[Entries taken from a collection]
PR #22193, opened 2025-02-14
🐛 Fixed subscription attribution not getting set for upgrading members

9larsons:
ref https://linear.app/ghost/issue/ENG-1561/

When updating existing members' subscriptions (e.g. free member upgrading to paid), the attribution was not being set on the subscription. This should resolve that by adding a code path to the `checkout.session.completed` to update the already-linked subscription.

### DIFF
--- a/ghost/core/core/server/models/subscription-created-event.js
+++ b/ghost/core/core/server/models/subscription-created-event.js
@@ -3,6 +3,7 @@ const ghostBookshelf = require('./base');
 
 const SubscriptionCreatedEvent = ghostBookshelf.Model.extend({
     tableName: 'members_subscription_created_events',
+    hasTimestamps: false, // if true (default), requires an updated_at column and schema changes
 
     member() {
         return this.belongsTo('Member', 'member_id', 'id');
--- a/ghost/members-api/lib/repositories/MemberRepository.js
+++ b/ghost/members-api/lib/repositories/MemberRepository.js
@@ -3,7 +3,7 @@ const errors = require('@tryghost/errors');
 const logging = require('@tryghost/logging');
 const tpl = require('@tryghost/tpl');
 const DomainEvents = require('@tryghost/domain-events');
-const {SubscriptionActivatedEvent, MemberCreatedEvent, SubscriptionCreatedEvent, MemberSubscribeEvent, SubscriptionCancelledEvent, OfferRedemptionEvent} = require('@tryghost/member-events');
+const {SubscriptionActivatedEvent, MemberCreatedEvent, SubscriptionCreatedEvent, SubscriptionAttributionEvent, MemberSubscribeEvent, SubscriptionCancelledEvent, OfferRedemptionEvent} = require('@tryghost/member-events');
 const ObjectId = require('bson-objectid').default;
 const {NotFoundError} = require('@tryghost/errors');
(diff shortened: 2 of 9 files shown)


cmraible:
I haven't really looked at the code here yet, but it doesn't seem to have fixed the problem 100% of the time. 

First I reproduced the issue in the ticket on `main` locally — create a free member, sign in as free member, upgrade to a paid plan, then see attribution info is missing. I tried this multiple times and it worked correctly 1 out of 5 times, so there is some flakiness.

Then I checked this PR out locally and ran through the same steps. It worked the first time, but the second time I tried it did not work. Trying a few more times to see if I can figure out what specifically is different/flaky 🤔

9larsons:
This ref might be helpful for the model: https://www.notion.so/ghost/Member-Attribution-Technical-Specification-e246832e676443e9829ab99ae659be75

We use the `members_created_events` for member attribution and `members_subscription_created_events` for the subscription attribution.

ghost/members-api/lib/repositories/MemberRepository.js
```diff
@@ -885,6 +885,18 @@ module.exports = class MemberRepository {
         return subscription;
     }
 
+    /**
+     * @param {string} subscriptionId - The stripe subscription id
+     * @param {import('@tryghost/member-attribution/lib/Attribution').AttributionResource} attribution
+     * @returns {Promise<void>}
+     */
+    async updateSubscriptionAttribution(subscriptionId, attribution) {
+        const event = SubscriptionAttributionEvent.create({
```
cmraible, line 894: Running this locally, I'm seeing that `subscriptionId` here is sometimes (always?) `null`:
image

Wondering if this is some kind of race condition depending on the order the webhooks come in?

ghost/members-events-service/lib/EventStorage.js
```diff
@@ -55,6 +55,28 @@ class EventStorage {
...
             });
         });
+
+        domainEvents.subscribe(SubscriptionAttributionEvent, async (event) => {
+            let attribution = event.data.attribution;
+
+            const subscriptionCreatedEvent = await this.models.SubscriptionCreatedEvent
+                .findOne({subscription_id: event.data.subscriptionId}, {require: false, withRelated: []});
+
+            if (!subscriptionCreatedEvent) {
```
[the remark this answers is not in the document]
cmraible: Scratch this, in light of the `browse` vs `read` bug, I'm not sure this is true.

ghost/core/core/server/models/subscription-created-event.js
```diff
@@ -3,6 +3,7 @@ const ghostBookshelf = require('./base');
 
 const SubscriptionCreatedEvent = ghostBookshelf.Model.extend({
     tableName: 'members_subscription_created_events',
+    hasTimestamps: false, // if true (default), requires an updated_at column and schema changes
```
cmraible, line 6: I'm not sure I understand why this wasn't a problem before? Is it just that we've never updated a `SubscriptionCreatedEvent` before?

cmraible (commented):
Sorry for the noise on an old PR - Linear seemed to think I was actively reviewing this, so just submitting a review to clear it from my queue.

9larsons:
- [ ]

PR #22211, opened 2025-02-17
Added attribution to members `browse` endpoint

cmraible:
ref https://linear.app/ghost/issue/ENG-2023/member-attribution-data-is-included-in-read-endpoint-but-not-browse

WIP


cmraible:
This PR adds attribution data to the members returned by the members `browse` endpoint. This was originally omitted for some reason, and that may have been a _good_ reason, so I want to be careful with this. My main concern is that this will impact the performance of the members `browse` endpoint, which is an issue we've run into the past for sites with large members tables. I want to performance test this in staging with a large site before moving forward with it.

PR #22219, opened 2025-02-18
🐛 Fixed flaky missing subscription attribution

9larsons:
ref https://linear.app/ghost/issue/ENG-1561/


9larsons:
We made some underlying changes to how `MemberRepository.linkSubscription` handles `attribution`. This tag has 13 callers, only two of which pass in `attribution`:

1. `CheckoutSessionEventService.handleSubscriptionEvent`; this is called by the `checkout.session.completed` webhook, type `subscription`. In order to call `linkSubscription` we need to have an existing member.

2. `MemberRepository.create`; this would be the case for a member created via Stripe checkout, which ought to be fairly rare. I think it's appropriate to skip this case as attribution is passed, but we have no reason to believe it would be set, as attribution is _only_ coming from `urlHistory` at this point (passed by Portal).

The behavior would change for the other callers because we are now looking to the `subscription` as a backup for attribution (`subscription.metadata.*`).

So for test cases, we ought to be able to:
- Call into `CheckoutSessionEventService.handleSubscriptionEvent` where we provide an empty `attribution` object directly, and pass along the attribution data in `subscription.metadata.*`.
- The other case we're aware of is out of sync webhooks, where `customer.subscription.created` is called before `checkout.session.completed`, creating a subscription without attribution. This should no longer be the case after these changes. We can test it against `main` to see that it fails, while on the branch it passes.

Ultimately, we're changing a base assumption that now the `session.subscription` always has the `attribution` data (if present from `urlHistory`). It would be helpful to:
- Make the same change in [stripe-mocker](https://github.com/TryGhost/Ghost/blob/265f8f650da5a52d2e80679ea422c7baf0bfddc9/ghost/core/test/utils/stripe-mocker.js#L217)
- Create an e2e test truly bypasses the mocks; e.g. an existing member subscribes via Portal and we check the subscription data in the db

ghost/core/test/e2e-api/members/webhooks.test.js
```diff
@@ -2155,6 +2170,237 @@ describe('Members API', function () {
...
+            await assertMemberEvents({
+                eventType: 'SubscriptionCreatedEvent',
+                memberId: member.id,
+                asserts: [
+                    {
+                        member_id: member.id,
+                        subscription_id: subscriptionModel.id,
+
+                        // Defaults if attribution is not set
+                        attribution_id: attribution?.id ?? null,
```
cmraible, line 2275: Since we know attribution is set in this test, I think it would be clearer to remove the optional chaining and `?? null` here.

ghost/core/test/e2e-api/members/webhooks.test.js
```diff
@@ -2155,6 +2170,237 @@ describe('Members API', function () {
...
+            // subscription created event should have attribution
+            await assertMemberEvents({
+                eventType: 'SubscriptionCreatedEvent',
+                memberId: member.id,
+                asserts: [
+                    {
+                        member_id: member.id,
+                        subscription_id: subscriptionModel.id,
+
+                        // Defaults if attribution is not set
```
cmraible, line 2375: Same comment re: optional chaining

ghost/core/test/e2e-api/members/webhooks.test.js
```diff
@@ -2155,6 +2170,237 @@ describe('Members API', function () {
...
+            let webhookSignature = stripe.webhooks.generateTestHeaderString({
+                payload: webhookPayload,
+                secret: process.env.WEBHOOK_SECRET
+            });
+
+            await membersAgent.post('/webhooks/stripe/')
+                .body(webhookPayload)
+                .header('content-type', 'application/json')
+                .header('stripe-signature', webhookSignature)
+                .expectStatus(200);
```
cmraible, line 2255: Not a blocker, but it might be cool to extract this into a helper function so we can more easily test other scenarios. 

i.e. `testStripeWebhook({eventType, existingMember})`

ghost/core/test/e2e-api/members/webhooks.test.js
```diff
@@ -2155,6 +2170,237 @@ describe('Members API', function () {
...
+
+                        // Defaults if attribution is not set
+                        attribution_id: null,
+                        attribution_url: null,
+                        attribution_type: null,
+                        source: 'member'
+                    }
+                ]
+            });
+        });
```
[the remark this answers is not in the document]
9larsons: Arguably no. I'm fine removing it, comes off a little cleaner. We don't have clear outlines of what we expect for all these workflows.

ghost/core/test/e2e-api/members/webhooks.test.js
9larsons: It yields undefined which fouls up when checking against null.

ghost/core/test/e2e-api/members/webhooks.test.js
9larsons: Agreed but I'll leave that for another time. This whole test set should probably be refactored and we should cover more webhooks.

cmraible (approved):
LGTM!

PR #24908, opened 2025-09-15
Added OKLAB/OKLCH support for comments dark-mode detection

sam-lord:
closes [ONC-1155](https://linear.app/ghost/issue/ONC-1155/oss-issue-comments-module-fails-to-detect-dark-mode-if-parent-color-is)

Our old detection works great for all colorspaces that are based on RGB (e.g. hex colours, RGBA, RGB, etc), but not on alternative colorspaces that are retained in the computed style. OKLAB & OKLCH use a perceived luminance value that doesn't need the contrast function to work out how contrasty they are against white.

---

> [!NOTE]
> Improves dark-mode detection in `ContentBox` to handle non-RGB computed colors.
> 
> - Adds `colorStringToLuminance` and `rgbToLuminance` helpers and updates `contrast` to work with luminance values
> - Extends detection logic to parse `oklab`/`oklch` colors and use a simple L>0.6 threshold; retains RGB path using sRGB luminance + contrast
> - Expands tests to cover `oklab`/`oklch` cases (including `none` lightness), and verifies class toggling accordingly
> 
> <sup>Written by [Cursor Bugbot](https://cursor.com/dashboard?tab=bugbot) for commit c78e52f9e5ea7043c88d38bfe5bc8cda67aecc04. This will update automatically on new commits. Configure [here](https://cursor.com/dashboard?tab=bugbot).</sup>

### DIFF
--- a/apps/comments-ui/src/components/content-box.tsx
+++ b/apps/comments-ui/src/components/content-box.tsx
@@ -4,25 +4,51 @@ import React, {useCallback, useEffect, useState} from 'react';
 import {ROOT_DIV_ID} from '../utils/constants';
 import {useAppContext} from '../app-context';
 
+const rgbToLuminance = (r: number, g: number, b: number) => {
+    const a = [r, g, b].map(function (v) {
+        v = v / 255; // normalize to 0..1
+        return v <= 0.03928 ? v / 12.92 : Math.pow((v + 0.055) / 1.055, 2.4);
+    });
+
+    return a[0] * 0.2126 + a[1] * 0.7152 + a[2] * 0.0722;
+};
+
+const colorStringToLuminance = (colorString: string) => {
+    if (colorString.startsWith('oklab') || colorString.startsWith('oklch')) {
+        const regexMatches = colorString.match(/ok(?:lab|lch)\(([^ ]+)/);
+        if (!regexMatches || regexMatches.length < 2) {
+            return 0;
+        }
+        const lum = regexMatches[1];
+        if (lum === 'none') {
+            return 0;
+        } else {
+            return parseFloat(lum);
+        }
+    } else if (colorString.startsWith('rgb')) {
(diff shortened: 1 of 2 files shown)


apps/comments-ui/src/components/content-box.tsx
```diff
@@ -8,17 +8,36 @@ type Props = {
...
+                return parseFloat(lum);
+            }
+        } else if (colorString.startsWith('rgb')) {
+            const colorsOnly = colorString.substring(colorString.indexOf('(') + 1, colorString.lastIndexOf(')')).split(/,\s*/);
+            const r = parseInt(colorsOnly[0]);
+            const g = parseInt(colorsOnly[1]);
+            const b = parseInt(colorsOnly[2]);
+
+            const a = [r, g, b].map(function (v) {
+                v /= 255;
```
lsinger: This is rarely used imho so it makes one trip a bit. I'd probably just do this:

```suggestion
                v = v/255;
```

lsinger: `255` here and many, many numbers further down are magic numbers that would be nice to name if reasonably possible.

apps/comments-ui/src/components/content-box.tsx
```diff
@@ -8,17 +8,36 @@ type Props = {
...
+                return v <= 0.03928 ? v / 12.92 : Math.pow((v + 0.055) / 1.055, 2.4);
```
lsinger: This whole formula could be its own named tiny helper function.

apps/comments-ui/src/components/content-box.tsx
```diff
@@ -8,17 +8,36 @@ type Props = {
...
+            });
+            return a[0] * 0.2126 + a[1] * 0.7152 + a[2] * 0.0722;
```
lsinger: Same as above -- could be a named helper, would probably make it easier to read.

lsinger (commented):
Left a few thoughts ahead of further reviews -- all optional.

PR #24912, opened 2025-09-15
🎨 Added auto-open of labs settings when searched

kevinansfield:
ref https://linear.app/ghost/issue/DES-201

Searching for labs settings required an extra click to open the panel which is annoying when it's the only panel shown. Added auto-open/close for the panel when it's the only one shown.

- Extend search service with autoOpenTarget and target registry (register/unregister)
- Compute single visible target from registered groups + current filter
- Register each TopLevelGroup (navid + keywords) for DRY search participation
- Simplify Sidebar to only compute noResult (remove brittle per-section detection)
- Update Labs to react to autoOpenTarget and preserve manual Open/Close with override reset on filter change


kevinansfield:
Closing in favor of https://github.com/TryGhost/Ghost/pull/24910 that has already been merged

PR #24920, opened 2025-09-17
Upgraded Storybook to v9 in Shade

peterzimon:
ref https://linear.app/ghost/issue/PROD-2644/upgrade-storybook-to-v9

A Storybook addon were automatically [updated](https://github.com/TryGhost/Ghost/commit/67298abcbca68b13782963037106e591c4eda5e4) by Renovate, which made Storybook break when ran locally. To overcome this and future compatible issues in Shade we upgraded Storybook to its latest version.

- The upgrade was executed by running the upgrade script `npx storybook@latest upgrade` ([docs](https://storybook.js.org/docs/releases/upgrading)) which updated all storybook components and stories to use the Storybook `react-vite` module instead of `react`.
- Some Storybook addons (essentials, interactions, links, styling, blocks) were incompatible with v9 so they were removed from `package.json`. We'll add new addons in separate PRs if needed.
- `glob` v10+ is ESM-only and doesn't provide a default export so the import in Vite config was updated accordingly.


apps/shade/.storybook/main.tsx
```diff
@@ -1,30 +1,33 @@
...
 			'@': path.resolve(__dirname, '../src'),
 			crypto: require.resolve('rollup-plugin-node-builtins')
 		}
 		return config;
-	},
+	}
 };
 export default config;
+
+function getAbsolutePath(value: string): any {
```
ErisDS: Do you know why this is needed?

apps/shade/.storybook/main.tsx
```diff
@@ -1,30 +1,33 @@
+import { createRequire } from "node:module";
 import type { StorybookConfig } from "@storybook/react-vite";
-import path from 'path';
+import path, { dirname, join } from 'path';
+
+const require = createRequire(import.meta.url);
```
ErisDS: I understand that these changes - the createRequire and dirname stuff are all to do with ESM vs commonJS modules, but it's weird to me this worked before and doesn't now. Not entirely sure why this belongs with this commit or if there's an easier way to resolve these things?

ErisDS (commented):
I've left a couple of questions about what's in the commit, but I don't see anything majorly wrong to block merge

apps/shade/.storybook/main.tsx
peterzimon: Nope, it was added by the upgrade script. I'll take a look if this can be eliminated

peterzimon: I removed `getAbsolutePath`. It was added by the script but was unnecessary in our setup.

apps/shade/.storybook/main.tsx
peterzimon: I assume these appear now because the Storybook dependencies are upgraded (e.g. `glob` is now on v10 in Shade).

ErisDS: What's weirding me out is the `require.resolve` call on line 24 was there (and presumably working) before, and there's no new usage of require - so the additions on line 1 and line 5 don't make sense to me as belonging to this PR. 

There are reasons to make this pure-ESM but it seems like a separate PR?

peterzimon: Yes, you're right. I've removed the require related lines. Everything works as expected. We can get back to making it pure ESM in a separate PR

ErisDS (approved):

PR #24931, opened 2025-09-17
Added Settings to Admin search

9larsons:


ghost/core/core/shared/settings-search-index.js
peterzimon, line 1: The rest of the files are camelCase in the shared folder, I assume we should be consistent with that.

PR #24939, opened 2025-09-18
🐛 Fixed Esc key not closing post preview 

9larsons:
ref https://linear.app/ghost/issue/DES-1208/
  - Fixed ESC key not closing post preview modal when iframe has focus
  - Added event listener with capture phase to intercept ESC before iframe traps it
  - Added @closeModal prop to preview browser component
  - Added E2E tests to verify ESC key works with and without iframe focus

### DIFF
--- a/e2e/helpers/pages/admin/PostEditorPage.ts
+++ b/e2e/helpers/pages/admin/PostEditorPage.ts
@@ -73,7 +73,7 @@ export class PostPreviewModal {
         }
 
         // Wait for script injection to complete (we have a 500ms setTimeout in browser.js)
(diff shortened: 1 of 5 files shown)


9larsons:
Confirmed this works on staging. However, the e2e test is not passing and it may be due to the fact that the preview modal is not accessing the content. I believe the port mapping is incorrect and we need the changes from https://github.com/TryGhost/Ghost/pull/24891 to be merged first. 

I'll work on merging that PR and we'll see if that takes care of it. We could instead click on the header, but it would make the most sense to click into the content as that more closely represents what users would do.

# [What to do]
Only the stretch of lines that begins with the one holding "-73,7 +73,7 @@" and ends with the last line above belongs in the answer; please write it out exactly.

# [Written solution]
@@ -73,7 +73,7 @@ export class PostPreviewModal {
         }
 
         // Wait for script injection to complete (we have a 500ms setTimeout in browser.js)
(diff shortened: 1 of 5 files shown)


9larsons:
Confirmed this works on staging. However, the e2e test is not passing and it may be due to the fact that the preview modal is not accessing the content. I believe the port mapping is incorrect and we need the changes from https://github.com/TryGhost/Ghost/pull/24891 to be merged first. 

I'll work on merging that PR and we'll see if that takes care of it. We could instead click on the header, but it would make the most sense to click into the content as that more closely represents what users would do.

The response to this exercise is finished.